The students also said adult smokers set a bad example for youth. The biggest reason such a policy should be implemented, they said, is the fact that secondhand smoke is harmful.
Maddie said one woman who works at the Reno County Health Department doesn't come to the fair because of the secondhand smoke.
"It's the experience of the attendees," she said. "Some people won't come to the fair because of the secondhand smoke."
Their idea isn't to make the entire grounds smoke-free, but to designate four or five areas as smoking areas. Those areas could be near a few of the gates, as well as outlying areas of the grounds.
Moreover, said Maddie, there is potential the group could get funding from the Kansas Health Foundation for signage for these areas, thereby not costing the fair money. The group could also help police the smoking by handing out cards making fairgoers who are smoking aware of the change in policy.
About 78 percent of Kansans 18 and older don't smoke, said Colton. And the Kansas State Fair wouldn't be the first to implement such a policy.

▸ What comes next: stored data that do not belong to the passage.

Issue #2794, opened 2025-02-15
TDigest: Implement QUANTILE command for TDigest Algorithm


LindaSummer:
### Search before asking

- [x] I had searched in the [issues](https://github.com/apache/kvrocks/issues) and found no similar issues.

### Motivation

Refer: #2558
We should implement `TDIGEST.QUANTILE` command.

Redis command reference:

https://redis.io/docs/latest/commands/tdigest.quantile/

### Solution

Depends on #2791 #2792 .

Follow the implementation of #2791 for this command.

Add go integration tests for it.

### Are you willing to submit a PR?

- [x] I'm willing to submit a PR!

AntiTopQuark:
Hi, I would like to work on this command . Could you please assign the issue to me?

LindaSummer:
> Hi, I would like to work on this command . Could you please assign the issue to me?

Hi @AntiTopQuark ,

Thanks very much for your interests on this topic! 😁

This command depends on #2792 for integration tests.

Maybe we need to wait for this command to be finished.

Best Regards,
Edward

AntiTopQuark:
OK, I will wait unitl #2792  is merged, and then I will take it on.
Could you assign me the issue beforehand?

LindaSummer:
> OK, I will wait unitl [#2792](https://github.com/apache/kvrocks/issues/2792) is merged, and then I will take it on. Could you assign me the issue beforehand?

Hi @AntiTopQuark ,

Thanks for your interest on this topic! You can leave an assignment comment here. 😊

You may need take care on the lock of quantile function.

We need just lock the merge part and keep read part read-only.

We should confirm that we create a correct lock with other write actions.

You can refer the comment in #2799 PR's description. 

Best Regards,
Edward

SharonIV0x86:
@LindaSummer I was trying to work on this, but it seems like the code just freezes on this particular line when trying to lock the key before merging the unmerged nodes.
https://github.com/apache/kvrocks/blob/3e1b21b71dcb5d424c89204d05835a99e5d0fca3/src/types/redis_tdigest.cc#L193

Any guidance on this is appreciated.

LindaSummer:
> [@LindaSummer](https://github.com/LindaSummer?rgh-link-date=2025-03-19T09%3A58%3A20.000Z) I was trying to work on this, but it seems like the code just freezes on this particular line when trying to lock the key before merging the unmerged nodes.
> 
[...]

PR #2826, opened 2025-03-13
feat(tdigest): add support of TDIGEST.RESET command

### LINKED ISSUE #2804: TDigest: Implement `TDIGEST.RESET` command Algorithm
### Search before asking

### Motivation

Refer: #2558
We should implement `TDIGEST.RESET` command.

Redis command reference:
https://redis.io/docs/latest/commands/tdigest.reset

### Solution

Depends on #2791 #2792 .

Follow the implementation of https://github.com/apache/kvrocks/issues/2791 for this command.

Add go integration tests for it.

SharonIV0x86:
This closes #2804 

This PR ~is a Work In Progress and~ adds the support for the ``TDIGEST.RESET`` command https://redis.io/docs/latest/commands/tdigest.reset/.

I’m currently working on implementing the ``TDIGEST.RESET`` command. However, I noticed that there doesn’t seem to be a built-in way to delete centroids from a ``TDigest``. And in order to reset a digest we need to delete the centroids that its containing, correct me if im wrong. 
Also, to do this, one way i see is that we can manually delete them by iterating over the stored centroids and removing them one by one. 

Additionally there seems to be already a ``Reset()`` function defined.
https://github.com/apache/kvrocks/blob/b8db0e75553ccf6e02cde66c382d86a7d7ec5570/src/types/tdigest.cc#L117
And i am really confused about the two implementation of the ``TDigest`` in kvrocks, one in ``types/redis_tdigest.cc`` and one in ``type/tdigest.cc``. 
The existing ``TDigest`` commands uses the ``TDigest`` implementation from ``types/redis_tdigest.cc`` and it currently has no ``Reset()`` function defined. 

So any assistance or reviews on this PR are highly appreciated as i am new to the codebase.

To the best of my knowledge ``DummyCentroids`` class is being used as a class to iterate over centroids in ``Quantile`` function, maybe if its possible we can add some functionality in this class to delete a centroid.

### DIFF
--- a/src/cluster/cluster.cc
+++ b/src/cluster/cluster.cc
@@ -377,7 +377,13 @@ Status Cluster::ImportSlotRange(redis::Connection *conn, const SlotRange &slot_r
           LOG(ERROR) << fmt::format("[import] Failed to stop importing slot(s) {}: {}", slot_range.String(), s.Msg());
         }
       };  // Stop forbidding writing slot to accept write commands
-      if (slot_range == srv_->slot_migrator->GetForbiddenSlotRange()) srv_->slot_migrator->ReleaseForbiddenSlotRange();
+      if (slot_range.HasOverlap(srv_->slot_migrator->GetForbiddenSlotRange())) {
+        // This approach assumes a shard only handles one migration task at a time.
+        // When executing the import logic, the absence of other outgoing migrations on this shard justifies safely
+        // removing the forbidden slot. A more robust solution would be required if concurrent slot migrations are
+        // supported in the future.
+        srv_->slot_migrator->ReleaseForbiddenSlotRange();
+      }
       LOG(INFO) << fmt::format("[import] Start importing slot(s) {}", slot_range.String());
       break;
     case kImportSuccess:
--- a/src/commands/cmd_tdigest.cc
+++ b/src/commands/cmd_tdigest.cc
@@ -38,7 +38,6 @@ constexpr auto kInfoUnmergedWeight = "Unmerged weight";
 constexpr auto kInfoObservations = "Observations";
 constexpr auto kInfoTotalCompressions = "Total compressions";
 }  // namespace
-// chamba, sultanpur college.
 class CommandTDigestCreate : public Commander {
  public:
   Status Parse(const std::vector<std::string> &args) override {
--- a/src/commands/cmd_tdigest.cc
+++ b/src/commands/cmd_tdigest.cc
@@ -202,7 +202,22 @@ class CommandTDigestMinMax : public Commander {
   std::string key_name_;
   bool is_min_;
 };
+class CommandTDigestReset : public Commander {
+  Status Parse(const std::vector<std::string> &args) override {
+    key_name_ = args[1];
+    return Status::OK();
+  }
+  Status Execute(engine::Context &ctx, Server *srv, Connection *conn, std::string *output) override {
+    TDigest tdigest(srv->storage, conn->GetNamespace);
+    TDigestMetadata metadata;
+    auto s = tdigest.GetMetaData(ctx, key_name_, &metadata);
+    CentroidsWithDelta cd = tdigest.DumpCentroids();
+    tdigest.Reset(cd);
+  }
 
+ private:
+  srd::srring key_name_;
+}
 // Then replace the existing template implementation and type aliases with:
 class CommandTDigestMin : public CommandTDigestMinMax {
  public:
@@ -218,5 +233,6 @@ REDIS_REGISTER_COMMANDS(TDigest, MakeCmdAttr<CommandTDigestCreate>("tdigest.crea
                         MakeCmdAttr<CommandTDigestInfo>("tdigest.info", 2, "read-only", 1, 1, 1),
                         MakeCmdAttr<CommandTDigestAdd>("tdigest.add", -3, "write", 1, 1, 1),
                         MakeCmdAttr<CommandTDigestMax>("tdigest.max", 2, "read-only", 1, 1, 1),
-                        MakeCmdAttr<CommandTDigestMin>("tdigest.min", 2, "read-only", 1, 1, 1));
+                        MakeCmdAttr<CommandTDigestMin>("tdigest.min", 2, "read-only", 1, 1, 1)),
+                        MakeCmdAttr<CommandTDigestReset>("tdigest.reset", 2, "write", 1, 1, 1);
 }  // namespace redis
--- a/src/commands/cmd_tdigest.cc
+++ b/src/commands/cmd_tdigest.cc
@@ -38,6 +38,7 @@ constexpr auto kInfoUnmergedWeight = "Unmerged weight";
 constexpr auto kInfoObservations = "Observations";
 constexpr auto kInfoTotalCompressions = "Total compressions";
 }  // namespace
+
 class CommandTDigestCreate : public Commander {
  public:
   Status Parse(const std::vector<std::string> &args) override {
--- a/src/commands/cmd_tdigest.cc
+++ b/src/commands/cmd_tdigest.cc
@@ -38,7 +38,7 @@ constexpr auto kInfoUnmergedWeight = "Unmerged weight";
 constexpr auto kInfoObservations = "Observations";
 constexpr auto kInfoTotalCompressions = "Total compressions";
 }  // namespace
-
+// chamba, sultanpur college.
 class CommandTDigestCreate : public Commander {
  public:
   Status Parse(const std::vector<std::string> &args) override {
@@ -208,16 +208,29 @@ class CommandTDigestReset : public Commander {
     return Status::OK();
   }
   Status Execute(engine::Context &ctx, Server *srv, Connection *conn, std::string *output) override {
-    TDigest tdigest(srv->storage, conn->GetNamespace);
+    TDigest tdigest(srv->storage, conn->GetNamespace());
     TDigestMetadata metadata;
     auto s = tdigest.GetMetaData(ctx, key_name_, &metadata);
-    CentroidsWithDelta cd = tdigest.DumpCentroids();
-    tdigest.Reset(cd);
+    if (!s.ok()) {
+      if (s.IsNotFound()) {
+        return {Status::RedisExecErr, errKeyNotFound};
+      }
+      return {Status::RedisExecErr, s.ToString()};
+    }
+    if (metadata.total_observations == 0) {
+      *output = redis::BulkString("nan");
+      return Status::OK();
+    }
+    s = tdigest.Reset(ctx, key_name_);
+    if (s.ok()) {
+      return Status::OK();
+    }
+    return {Status::RedisExecErr, s.ToString()};
   }
 
  private:
-  srd::srring key_name_;
-}
+  std::string key_name_;
+};
 // Then replace the existing template implementation and type aliases with:
 class CommandTDigestMin : public CommandTDigestMinMax {
  public:
@@ -233,6 +246,6 @@ REDIS_REGISTER_COMMANDS(TDigest, MakeCmdAttr<CommandTDigestCreate>("tdigest.crea
                         MakeCmdAttr<CommandTDigestInfo>("tdigest.info", 2, "read-only", 1, 1, 1),
                         MakeCmdAttr<CommandTDigestAdd>("tdigest.add", -3, "write", 1, 1, 1),
                         MakeCmdAttr<CommandTDigestMax>("tdigest.max", 2, "read-only", 1, 1, 1),
-                        MakeCmdAttr<CommandTDigestMin>("tdigest.min", 2, "read-only", 1, 1, 1)),
-                        MakeCmdAttr<CommandTDigestReset>("tdigest.reset", 2, "write", 1, 1, 1);
+                        MakeCmdAttr<CommandTDigestMin>("tdigest.min", 2, "read-only", 1, 1, 1),
+                        MakeCmdAttr<CommandTDigestReset>("tdigest.reset", 2, "write", 1, 1, 1));
 }  // namespace redis
--- a/src/commands/cmd_tdigest.cc
+++ b/src/commands/cmd_tdigest.cc
@@ -38,6 +38,7 @@ constexpr auto kInfoUnmergedWeight = "Unmerged weight";
 constexpr auto kInfoObservations = "Observations";
 constexpr auto kInfoTotalCompressions = "Total compressions";
 }  // namespace
+// chamba, sultanpur college.
 class CommandTDigestCreate : public Commander {
  public:
   Status Parse(const std::vector<std::string> &args) override {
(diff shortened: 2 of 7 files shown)


SharonIV0x86:
@PragmaTwice I updated the Reset function so that it resets the metadata fields and writes the new metadata back.

From what I understand, this should only clear the high-level info, removing references to the centroids without actually deleting them. The centroids should still exist until compaction eventually cleans them up.

But when I run ``TDIGEST.RESET``, it gets stuck in an infinite loop. I’m not sure why any ideas on what might be causing this?

PragmaTwice:
@LindaSummer Hi, could you help to review this PR when you have time?

LindaSummer:
> @LindaSummer Hi, could you help to review this PR when you have time?

Hi @PragmaTwice ,

Of course!
I will take a review today.😊

Best Regards,
Edward

LindaSummer:
> @PragmaTwice I updated the Reset function so that it resets the metadata fields and writes the new metadata back.
> 
> 
> 
> From what I understand, this should only clear the high-level info, removing references to the centroids without actually deleting them. The centroids should still exist until compaction eventually cleans them up.
> 
> 
> 
> But when I run ``TDIGEST.RESET``, it gets stuck in an infinite loop. I’m not sure why any ideas on what might be causing this?

Hi @SharonIV0x86 ,

Thanks very much for your effort!😊

If I understand correctly, the compaction is handled by rocksdb and we should delete related keys to free the reference of related keys.

In my subkey design, I use a flag prefix for centroid keys. It could be deleted by some method like deletebyprefix.

I'm now without a computer by my side, I would provide the function link of prefix deletion today after back home.😊

For the infinite loop issue, I will try to find the cause if you don't mind.😊

Best Regards,
Edward

SharonIV0x86:
@LindaSummer The looping issue is fixed and it works as expected.

SharonIV0x86:
@LindaSummer If possible also provide your implementation too, as you mentioned it can be used by some method like ``deletebyprefix`` but ig its not added to kvrocks yet. So ill compare yours and mine and whichever is better we'll go with it.

src/types/redis_tdigest.cc
```diff
@@ -238,7 +238,46 @@ rocksdb::Status TDigest::Quantile(engine::Context& ctx, const Slice& digest_name
...
+  metadata.merge_times = 0;
+
+  std::string metadata_bytes;
+  metadata.Encode(&metadata_bytes);
+
+  status = batch->Put(metadata_cf_handle_, ns_key, metadata_bytes);
+  if (!status.ok()) {
+    return status;
+  }
+
```
LindaSummer, line 270:
```suggestion

  auto start_key = internalSegmentGuardPrefixKey(metadata, ns_key, SegmentType::kBuffer);
  auto guard_key = internalSegmentGuardPrefixKey(metadata, ns_key, SegmentType::kGuardFlag);
  status = batch->DeleteRange(cf_handle_, start_key, guard_key);
  if (!status.ok()) {
    return status;
 }
```

Hi @SharonIV0x86 ,

It will be better to delete buffer and centroid keys. 😊
The [`DeleteRange`](https://github.com/facebook/rocksdb/wiki/DeleteRange) action is the one mentioned like `deletebyprefix`. It's a lightweight action and just add a range tombstone for keys. This will make rocksdb cleanup current data in future compaction.

Best Regards,
Edward

src/types/redis_tdigest.cc
```diff
@@ -238,7 +238,46 @@ rocksdb::Status TDigest::Quantile(engine::Context& ctx, const Slice& digest_name
...
+  auto batch = storage_->GetWriteBatchBase();
+  WriteBatchLogData log_data(kRedisTDigest);
+  status = batch->PutLogData(log_data.Encode());
+  if (!status.ok()) {
+    return status;
+  }
 
+  // metadata.compression = 0;
```
LindaSummer: Hi @SharonIV0x86 ,

It will be better to remove unused code comments. 😊

Best Regards,
Edward

LindaSummer (commented):
Hi @SharonIV0x86 ,

Left with some comments.

By the way, could you add some go integration test for this command to cover the new code in this PR if possible?

Best Regards,
Edward

src/types/redis_tdigest.cc
SharonIV0x86: Right! I wanted to do something exactly like that, but i was just no getting the idea how to do so. Thanks so much for this review, ill add this.

src/types/redis_tdigest.cc
SharonIV0x86: Will do it, i was just waiting for the review, also earlier i was also modifying the **compression** rate and **capacity**, but i realized that they should not be changed in a reset as they are being set by user when creating a tdigest.

https://github.com/apache/kvrocks/blob/b8db0e75553ccf6e02cde66c382d86a7d7ec5570/src/types/redis_tdigest.cc#L121

src/types/redis_tdigest.cc
```diff
@@ -273,6 +271,11 @@ rocksdb::Status TDigest::Reset(engine::Context& ctx, const Slice& digest_name) {
     return status;
   }
 
+  if (!status.ok()) return status;
+  auto start_key = internalSegmentGuardPrefixKey(metadata, ns_key, SegmentType::kBuffer);
+  auto guard_key = internalSegmentGuardPrefixKey(metadata, ns_key, SegmentType::kGuardFlag);
+  
+  status = batch->DeleteRange(cf_handle_, start_key, guard_key);
```
LindaSummer:
```suggestion
  status = batch->DeleteRange(cf_handle_, start_key, guard_key);
  if (!status.ok()) {
    return status;
  }
 
 status = storage_->Write(ctx, storage_->DefaultWriteOptions(), batch->GetWriteBatch());
```

src/commands/cmd_tdigest.cc
```diff
@@ -202,7 +201,36 @@ class CommandTDigestMinMax : public Commander {
...
+    TDigest tdigest(srv->storage, conn->GetNamespace());
+    TDigestMetadata metadata;
+    auto s = tdigest.GetMetaData(ctx, key_name_, &metadata);
+    if (!s.ok()) {
+      if (s.IsNotFound()) {
+        return {Status::RedisExecErr, errKeyNotFound};
+      }
+      return {Status::RedisExecErr, s.ToString()};
+    }
+    if (metadata.total_observations == 0) {
```
LindaSummer, line 220: Hi @SharonIV0x86 ,

I have tested this case on redis-stack docker.
It seems to respond with `OK`.
```
127.0.0.1:6389> tdigest.create hahah compression 1000
OK
127.0.0.1:6389> tdigest.reset hahah
OK
```

Could you help us double-check this behavior for this `nan` response on redis-stack and add a go test case?


Best Regards,
Edward

LindaSummer (commented):
Hi @SharonIV0x86 ,

Reviewed with some comments.  😊

Best Regards,
Edward

src/types/redis_tdigest.cc
SharonIV0x86: I am a bit confused with this, am i not supposed to write to the storage?
Should i remove this line?
```cpp
status = storage_->Write(ctx, storage_->DefaultWriteOptions(), batch->GetWriteBatch());
```

src/commands/cmd_tdigest.cc
SharonIV0x86: Ill check with redis-stack once i set it up. 

Assuming the output you attached is from redis-stack. 
In the current implementation, when performing a reset on a empty tdigest "nan" is returned, i guess we can replace this with a OK response just like redis-stack.

src/types/redis_tdigest.cc
LindaSummer: Sorry for my mistake. This line should be kept.
We should add the status check before writing to storage.

SharonIV0x86:
@LindaSummer I cross-checked with the ``redis-stack`` and it returns ``OK`` for both the cases.
1. If digest is empty and you execute a reset: returns OK.
2. If digest is non-empty and you execute a reset: return OK.

Now this aligns with the functionality of ``redis-stack``. Also i added a go test case for this. Please review when you have time 😄

src/types/redis_tdigest.cc
```diff
@@ -238,7 +238,50 @@ rocksdb::Status TDigest::Quantile(engine::Context& ctx, const Slice& digest_name
...
+
+  std::string metadata_bytes;
+  metadata.Encode(&metadata_bytes);
+
+  status = batch->Put(metadata_cf_handle_, ns_key, metadata_bytes);
+  if (!status.ok()) {
+    return status;
+  }
+
+  if (!status.ok()) return status;
```
LindaSummer: it'll be better to keep same code style in same commit.😊

src/types/redis_tdigest.cc
```diff
@@ -238,7 +238,50 @@ rocksdb::Status TDigest::Quantile(engine::Context& ctx, const Slice& digest_name
...
+  auto start_key = internalSegmentGuardPrefixKey(metadata, ns_key, SegmentType::kBuffer);
+  auto guard_key = internalSegmentGuardPrefixKey(metadata, ns_key, SegmentType::kGuardFlag);
+  
+  status = batch->DeleteRange(cf_handle_, start_key, guard_key);
+  if (!status.ok()) return status;
```
LindaSummer: same as above.

src/types/redis_tdigest.cc
```diff
@@ -238,7 +238,50 @@ rocksdb::Status TDigest::Quantile(engine::Context& ctx, const Slice& digest_name
...
+  status = storage_->Write(ctx, storage_->DefaultWriteOptions(), batch->GetWriteBatch());
+  if (!status.ok()) return status;
```
LindaSummer: same as above.

tests/gocase/unit/type/tdigest/tdigest_test.go
```diff
@@ -257,4 +257,41 @@ func tdigestTests(t *testing.T, configs util.KvrocksServerConfigs) {
...
+		key := keyPrefix + "mydigest"
+		//adding some data to digest
+		require.NoError(t, rdb.Do(ctx, "TDIGEST.ADD", key, "-84.3", "199.3", "343.34", "12.34").Err())
+		rsp := rdb.Do(ctx, "TDIGEST.MIN", key)
+		require.NoError(t, rsp.Err())
+		require.EqualValues(t, rsp.Val(), "-84.3")
+
+		//reset on a non existent key.
+		require.ErrorContains(t, rdb.Do(ctx, "TDIGEST.RESET", keyPrefix+"notexist").Err(), errMsgKeyNotExist)
+		{
```
LindaSummer: maybe we could add braces for all cases or none to keep same style.😊

tests/gocase/unit/type/tdigest/tdigest_test.go
```diff
@@ -257,4 +257,41 @@ func tdigestTests(t *testing.T, configs util.KvrocksServerConfigs) {
...
+			// reset on non-empty digest.
+			require.NoError(t, rdb.Do(ctx, "TDIGEST.RESET", key).Err())
+			// getting TDIGEST.INFO after an reset for testing metadata.
+			rsp = rdb.Do(ctx, "TDIGEST.INFO", key)
+			require.NoError(t, rsp.Err())
+			info := toTdigestInfo(t, rsp.Val())
+			require.GreaterOrEqual(t, int64(1024), info.Capacity)
```
LindaSummer: maybe we could call tdigest.info to get the capacity before reset and assert it keeps the original value.😊

LindaSummer (commented):
Hi @SharonIV0x86 ,

Thanks for your effort.😊
Generally LGTM.

Leave with some nitpick comments.

Best Regards,
Edward

SharonIV0x86:
@LindaSummer Made the changes, pls check now and lmk so i can proceed with opening a PR for modifying docs.

src/types/redis_tdigest.cc
```diff
@@ -266,20 +264,19 @@ rocksdb::Status TDigest::Reset(engine::Context& ctx, const Slice& digest_name) {
...
-  
-  status = batch->DeleteRange(cf_handle_, start_key, guard_key);
-  if (!status.ok()) return status;
-  status = storage_->Write(ctx, storage_->DefaultWriteOptions(), batch->GetWriteBatch());
-  if (!status.ok()) return status;
 
+  if (auto status = batch->DeleteRange(cf_handle_, start_key, guard_key); !status.ok()) {
+    return status;
+  }
+  if (auto status = storage_->Write(ctx, storage_->DefaultWriteOptions(), batch->GetWriteBatch()); !status.ok()) {
```
LindaSummer: We can directly return this status.

LindaSummer (commented):
Hi @SharonIV0x86 ,

Thanks for your contribution!

Left one comment.

Other parts are LGTM.

Best Regards,
Edward

src/cluster/cluster.cc
```diff
@@ -377,7 +377,13 @@ Status Cluster::ImportSlotRange(redis::Connection *conn, const SlotRange &slot_r
           LOG(ERROR) << fmt::format("[import] Failed to stop importing slot(s) {}: {}", slot_range.String(), s.Msg());
         }
       };  // Stop forbidding writing slot to accept write commands
-      if (slot_range == srv_->slot_migrator->GetForbiddenSlotRange()) srv_->slot_migrator->ReleaseForbiddenSlotRange();
+      if (slot_range.HasOverlap(srv_->slot_migrator->GetForbiddenSlotRange())) {
```
LindaSummer: Hi @SharonIV0x86 ,

It seems that this file change should not be shown in this PR.

Could you take a review on your commit?

Best Regards,
Edward

SharonIV0x86: This seems like a mistake, maybe merging the base branch with this can fix it?

src/commands/cmd_tdigest.cc
```diff
@@ -38,7 +38,6 @@ constexpr auto kInfoUnmergedWeight = "Unmerged weight";
 constexpr auto kInfoObservations = "Observations";
 constexpr auto kInfoTotalCompressions = "Total compressions";
 }  // namespace
-
```
LindaSummer: Hi @SharonIV0x86 ,

Could you help keep this blank line for namespace section if you don't mind? 😊

Best Regards,
Edward

LindaSummer:
Hi @SharonIV0x86 

LGTM

Thanks very much for your contribution!😊

Best Regards,
Edward

SharonIV0x86:
> Hi @SharonIV0x86
> 
> LGTM
> 
> Thanks very much for your contribution!😊
> 
> Best Regards, Edward

Done. 
Also kindly take a look at this, as i want to work on [this](https://github.com/apache/kvrocks/issues/2794#issuecomment-2735996546) issue next.

PragmaTwice (approved):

"Making it a smoke-free state fair with designated areas is a complete change; it isn't obscure or unheard of," Colton said. "Other fairs have done this."
That includes the Alaska State Fair and the Indiana State Fair. He noted that attendance didn't wane because of the designation, but instead rose, although increases aren't necessarily linked to being a smoke-free grounds.
According to an Associated Press story, the Indiana fair implemented a voluntary policy in 2008, which limited smoking to about 25 areas away from main thoroughfares.
Meanwhile, the Minnesota State Fair implemented a similar policy last year -- part of what some supporters said was a growing trend to make outdoor spaces tobacco-free.
"The fair is for everyone, and accommodating both smokers and nonsmokers is part of what we have to do to create a good family environment at the fair," Brienna Schuette, a Minnesota State Fair spokeswoman, told the Minnesota Star Tribune last summer.
The Hutchinson student group even went as far as to create a model policy that the fair board could adopt.
Last year the fair celebrated its 100th birthday, Maddie said. "For the 101st year of the state fair, let's start something new -- a state fair better than the last."
The board asked a few questions but didn't discuss the proposed policy during the meeting.
Board President Ron Hinrichsen told the group that, according to their statistics, based on the total attendance at the fair, there were roughly 78,000 visitors coming through the gates who smoke.
"It's something new to definitely consider," he said.
Stoecklein noted that more studies would need to be done about how other fairs implemented such plans. The board would not make any decisions without getting more feedback from patrons.
"It's good food for thought," Stoecklein said.